--- Problem requirements ---
Lines before the one containing "[develop] Merge forward" are excluded; reproduce that line and all lines after it in the entries below, exactly.

Listed entries below:

PR #46907, opened 2018-04-05
[develop] Merge forward from 2018.3 to develop

rallytime:
Conflicts:
  - doc/ref/proxy/all/salt.proxy.cimc.rst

End of Listed entries.

--- Reply to the exercise ---
[develop] Merge forward from 2018.3 to develop

rallytime:
Conflicts:
  - doc/ref/proxy/all/salt.proxy.cimc.rst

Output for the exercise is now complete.